# Exercise requirements
Please repeat all the entries. Nothing may differ.
(Entries supplied)
Issue #41, opened 2020-03-24
0x52000017 error encountered while creating a stream with new name - KvsVideoOnlySample


disa6302:
While creating a stream with a new name, the VideoOnlySample encounters a HTTP 404 error followed by getStreamingEndpointCurlHandler resulting in 0x52000017 error

disa6302:
[error_with_new_stream_name.txt](https://github.com/awslabs/amazon-kinesis-video-streams-producer-c/files/4372647/error_with_new_stream_name.txt)

PR #42, opened 2020-03-24
Introducing different levels of caching.

MushMal:
Fixing the video only application
Reving up the SDK major version due to public API change!!!
Adding unit test targeting the behavior

Issue: https://github.com/awslabs/amazon-kinesis-video-streams-producer-c/issues/41

Issue #41 

*Description of changes:*


src/source/Common/RequestInfo.c
```diff
@@ -299,6 +299,10 @@ SERVICE_CALL_RESULT getServiceCallResultFromHttpStatus(UINT32 httpStatus)
         case SERVICE_CALL_NOT_AUTHORIZED:
         case SERVICE_CALL_NOT_IMPLEMENTED:
         case SERVICE_CALL_INTERNAL_ERROR:
+        case SERVICE_CALL_REQUEST_TIMEOUT:
```
MushMal: This is not really related to this PR but we need this for the upcoming changes for the intermittent producer and this is in general a good correctness enhancement

src/source/Common/Version.h
```diff
@@ -13,7 +13,7 @@ extern "C" {
 /**
  * IMPORTANT!!! This is the current version of the SDK which needs to be maintained
  */
-#define AWS_SDK_KVS_PRODUCER_VERSION_STRING             (PCHAR) "2.1.0"
+#define AWS_SDK_KVS_PRODUCER_VERSION_STRING             (PCHAR) "3.0.0"
```
MushMal: NOTE. This is a major version change due to public API changes

tst/ProducerApiTest.cpp
```diff
@@ -9,12 +9,12 @@ TEST_F(ProducerApiTest, fileLoggerApiTest)
 {
     PClientCallbacks pClientCallbacks = NULL;
     PCHAR testLogDir = ((PCHAR) "/tmp");
-    PCHAR longPath = (PCHAR) MEMALLOC(MAX_PATH_LEN + 2);
+    CHAR longPath[MAX_PATH_LEN + 2];
```
MushMal: No need to heap alloc

src/source/CurlApiCallbacks.c
```diff
@@ -42,6 +42,9 @@ STATUS createCurlApiCallbacks(PCallbacksProvider pCallbacksProvider, PCHAR regio
     // Endpoint period will be the same for all streams
     pCurlApiCallbacks->cacheUpdatePeriod = endpointCachingPeriod;
 
+    // API call caching type
+    pCurlApiCallbacks->cacheType = cacheType;
```
MushMal: Storing the caching type so we can use it later as we end up with a single callback entries few lines below

src/source/CurlApiCallbacks.c
```diff
@@ -52,17 +55,10 @@ STATUS createCurlApiCallbacks(PCallbacksProvider pCallbacksProvider, PCHAR regio
...
-        pCurlApiCallbacks->apiCallbacks.describeStreamFn = describeStreamCachingCurl;
-        pCurlApiCallbacks->apiCallbacks.getStreamingEndpointFn = getStreamingEndpointCachingCurl;
-        pCurlApiCallbacks->apiCallbacks.tagResourceFn = tagResourceCachingCurl;
-    } else {
-        pCurlApiCallbacks->apiCallbacks.createStreamFn = createStreamCurl;
-        pCurlApiCallbacks->apiCallbacks.describeStreamFn = describeStreamCurl;
-        pCurlApiCallbacks->apiCallbacks.getStreamingEndpointFn = getStreamingEndpointCurl;
-        pCurlApiCallbacks->apiCallbacks.tagResourceFn = tagResourceCurl;
-    }
+    pCurlApiCallbacks->apiCallbacks.createStreamFn = createStreamCachingCurl;
```
MushMal: Will always call the caching version, which, in turn will run the logic

src/source/CurlApiCallbacks.c
```diff
@@ -1034,31 +1030,86 @@ STATUS createStreamCachingCurl(UINT64 customData, PCHAR deviceName, PCHAR stream
...
     CHK(pCurlApiCallbacks != NULL && pCurlApiCallbacks->pCallbacksProvider != NULL && pServiceCallContext != NULL, STATUS_INVALID_ARG);
     pCallbacksProvider = pCurlApiCallbacks->pCallbacksProvider;
 
-    DLOGV("No-op CreateStream API call");
-
     streamHandle = (STREAM_HANDLE) pServiceCallContext->customData;
 
+    // We check whether we have already made the call by checking
+    // for the presence of the endpoint in the cache.
+    switch(pCurlApiCallbacks->cacheType) {
```
MushMal: Similar pattern for all of the caching APIs. We check the caching logic first. If none then we just run the main function. If endpoint only (with the exception of the get endpoint API call) we emulate always. If it's cache all API calls, we look at the pre-cached endpoint and it's TTL. If all valid then we will emulate the calls, meaning that we had run these before.

src/source/CurlApiCallbacks.c
```diff
@@ -1896,25 +2025,83 @@ STATUS tagResourceCachingCurl(UINT64 customData, PCHAR streamArn, UINT32 tagCoun
...
+        case API_CALL_CACHE_TYPE_NONE:
+            emulateApiCall = FALSE;
+            break;
+
+        case API_CALL_CACHE_TYPE_ENDPOINT_ONLY:
+            emulateApiCall = TRUE;
+            break;
+
+        case API_CALL_CACHE_TYPE_ALL:
+            pCallbacksProvider->clientCallbacks.lockMutexFn(pCallbacksProvider->clientCallbacks.customData,
```
chehefen: Do we need all these? tagResourceResultEvent just take a stream handle.

src/source/CurlApiCallbacks.c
(End Entries supplied)
# Task output
Issue #41, opened 2020-03-24
0x52000017 error encountered while creating a stream with new name - KvsVideoOnlySample


disa6302:
While creating a stream with a new name, the VideoOnlySample encounters a HTTP 404 error followed by getStreamingEndpointCurlHandler resulting in 0x52000017 error

disa6302:
[error_with_new_stream_name.txt](https://github.com/awslabs/amazon-kinesis-video-streams-producer-c/files/4372647/error_with_new_stream_name.txt)

PR #42, opened 2020-03-24
Introducing different levels of caching.

MushMal:
Fixing the video only application
Reving up the SDK major version due to public API change!!!
Adding unit test targeting the behavior

Issue: https://github.com/awslabs/amazon-kinesis-video-streams-producer-c/issues/41

Issue #41 

*Description of changes:*


src/source/Common/RequestInfo.c
```diff
@@ -299,6 +299,10 @@ SERVICE_CALL_RESULT getServiceCallResultFromHttpStatus(UINT32 httpStatus)
         case SERVICE_CALL_NOT_AUTHORIZED:
         case SERVICE_CALL_NOT_IMPLEMENTED:
         case SERVICE_CALL_INTERNAL_ERROR:
+        case SERVICE_CALL_REQUEST_TIMEOUT:
```
MushMal: This is not really related to this PR but we need this for the upcoming changes for the intermittent producer and this is in general a good correctness enhancement

src/source/Common/Version.h
```diff
@@ -13,7 +13,7 @@ extern "C" {
 /**
  * IMPORTANT!!! This is the current version of the SDK which needs to be maintained
  */
-#define AWS_SDK_KVS_PRODUCER_VERSION_STRING             (PCHAR) "2.1.0"
+#define AWS_SDK_KVS_PRODUCER_VERSION_STRING             (PCHAR) "3.0.0"
```
MushMal: NOTE. This is a major version change due to public API changes

tst/ProducerApiTest.cpp
```diff
@@ -9,12 +9,12 @@ TEST_F(ProducerApiTest, fileLoggerApiTest)
 {
     PClientCallbacks pClientCallbacks = NULL;
     PCHAR testLogDir = ((PCHAR) "/tmp");
-    PCHAR longPath = (PCHAR) MEMALLOC(MAX_PATH_LEN + 2);
+    CHAR longPath[MAX_PATH_LEN + 2];
```
MushMal: No need to heap alloc

src/source/CurlApiCallbacks.c
```diff
@@ -42,6 +42,9 @@ STATUS createCurlApiCallbacks(PCallbacksProvider pCallbacksProvider, PCHAR regio
     // Endpoint period will be the same for all streams
     pCurlApiCallbacks->cacheUpdatePeriod = endpointCachingPeriod;
 
+    // API call caching type
+    pCurlApiCallbacks->cacheType = cacheType;
```
MushMal: Storing the caching type so we can use it later as we end up with a single callback entries few lines below

src/source/CurlApiCallbacks.c
```diff
@@ -52,17 +55,10 @@ STATUS createCurlApiCallbacks(PCallbacksProvider pCallbacksProvider, PCHAR regio
...
-        pCurlApiCallbacks->apiCallbacks.describeStreamFn = describeStreamCachingCurl;
-        pCurlApiCallbacks->apiCallbacks.getStreamingEndpointFn = getStreamingEndpointCachingCurl;
-        pCurlApiCallbacks->apiCallbacks.tagResourceFn = tagResourceCachingCurl;
-    } else {
-        pCurlApiCallbacks->apiCallbacks.createStreamFn = createStreamCurl;
-        pCurlApiCallbacks->apiCallbacks.describeStreamFn = describeStreamCurl;
-        pCurlApiCallbacks->apiCallbacks.getStreamingEndpointFn = getStreamingEndpointCurl;
-        pCurlApiCallbacks->apiCallbacks.tagResourceFn = tagResourceCurl;
-    }
+    pCurlApiCallbacks->apiCallbacks.createStreamFn = createStreamCachingCurl;
```
MushMal: Will always call the caching version, which, in turn will run the logic

src/source/CurlApiCallbacks.c
```diff
@@ -1034,31 +1030,86 @@ STATUS createStreamCachingCurl(UINT64 customData, PCHAR deviceName, PCHAR stream
...
     CHK(pCurlApiCallbacks != NULL && pCurlApiCallbacks->pCallbacksProvider != NULL && pServiceCallContext != NULL, STATUS_INVALID_ARG);
     pCallbacksProvider = pCurlApiCallbacks->pCallbacksProvider;
 
-    DLOGV("No-op CreateStream API call");
-
     streamHandle = (STREAM_HANDLE) pServiceCallContext->customData;
 
+    // We check whether we have already made the call by checking
+    // for the presence of the endpoint in the cache.
+    switch(pCurlApiCallbacks->cacheType) {
```
MushMal: Similar pattern for all of the caching APIs. We check the caching logic first. If none then we just run the main function. If endpoint only (with the exception of the get endpoint API call) we emulate always. If it's cache all API calls, we look at the pre-cached endpoint and it's TTL. If all valid then we will emulate the calls, meaning that we had run these before.

src/source/CurlApiCallbacks.c
```diff
@@ -1896,25 +2025,83 @@ STATUS tagResourceCachingCurl(UINT64 customData, PCHAR streamArn, UINT32 tagCoun
...
+        case API_CALL_CACHE_TYPE_NONE:
+            emulateApiCall = FALSE;
+            break;
+
+        case API_CALL_CACHE_TYPE_ENDPOINT_ONLY:
+            emulateApiCall = TRUE;
+            break;
+
+        case API_CALL_CACHE_TYPE_ALL:
+            pCallbacksProvider->clientCallbacks.lockMutexFn(pCallbacksProvider->clientCallbacks.customData,
```
chehefen: Do we need all these? tagResourceResultEvent just take a stream handle.

src/source/CurlApiCallbacks.c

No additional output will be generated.